Exercise:
Could you output all of the records below exactly as they appear?

========

Issue #222, opened 2017-08-14
Extension methods for more concise registration of IConfigureOptions/IPostConfigureOptions


tuespetre:
`services.AddSingleton<IConfigureOptions<MvcOptions>, MyConfigureMvcOptions>()` seems unwieldy and non-obvious. I believe a friendlier, more discoverable alternative would be `services.Configure<MvcOptions, MyConfigureMvcOptions>()`.

```
public static IServiceCollection Configure<TOptions, TConfigureOptions>(this IServiceCollection services)
    where TOptions : class
    where TConfigureOptions : class, IConfigureOptions<TOptions>
{
    return services.AddSingleton<IConfigureOptions<TOptions>, TConfigureOptions>();
}

public static IServiceCollection Configure<TOptions, TPostConfigureOptions>(this IServiceCollection services)
    where TOptions : class
    where TPostConfigureOptions: class, IPostConfigureOptions<TOptions>
{
    return services.AddSingleton<IPostConfigureOptions<TOptions>, TPostConfigureOptions>();
}
```

HaoK:
We used to have sugar for this early in 1.0 which we removed near 1.0 RTM, we actually allowed registration of a global setup class, and would reflect on it registering all IConfigureOptions it implemented.

i.e.

```
  services.RegisterOptionsSetup<MyConfigure>(); // Reflects and registers all of the appropriate

  class MyConfigure : IConfigureOptions<MvcOptions>, IConfigureOptions<RazorOptions>, IPostConfigureOptions<MvcOptions> {
     // implement everything you want in one class
  }
```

========

Answer section:
Issue #222, opened 2017-08-14
Extension methods for more concise registration of IConfigureOptions/IPostConfigureOptions


tuespetre:
`services.AddSingleton<IConfigureOptions<MvcOptions>, MyConfigureMvcOptions>()` seems unwieldy and non-obvious. I believe a friendlier, more discoverable alternative would be `services.Configure<MvcOptions, MyConfigureMvcOptions>()`.

```
public static IServiceCollection Configure<TOptions, TConfigureOptions>(this IServiceCollection services)
    where TOptions : class
    where TConfigureOptions : class, IConfigureOptions<TOptions>
{
    return services.AddSingleton<IConfigureOptions<TOptions>, TConfigureOptions>();
}

public static IServiceCollection Configure<TOptions, TPostConfigureOptions>(this IServiceCollection services)
    where TOptions : class
    where TPostConfigureOptions: class, IPostConfigureOptions<TOptions>
{
    return services.AddSingleton<IPostConfigureOptions<TOptions>, TPostConfigureOptions>();
}
```

HaoK:
We used to have sugar for this early in 1.0 which we removed near 1.0 RTM, we actually allowed registration of a global setup class, and would reflect on it registering all IConfigureOptions it implemented.

i.e.

```
  services.RegisterOptionsSetup<MyConfigure>(); // Reflects and registers all of the appropriate

  class MyConfigure : IConfigureOptions<MvcOptions>, IConfigureOptions<RazorOptions>, IPostConfigureOptions<MvcOptions> {
     // implement everything you want in one class
  }
```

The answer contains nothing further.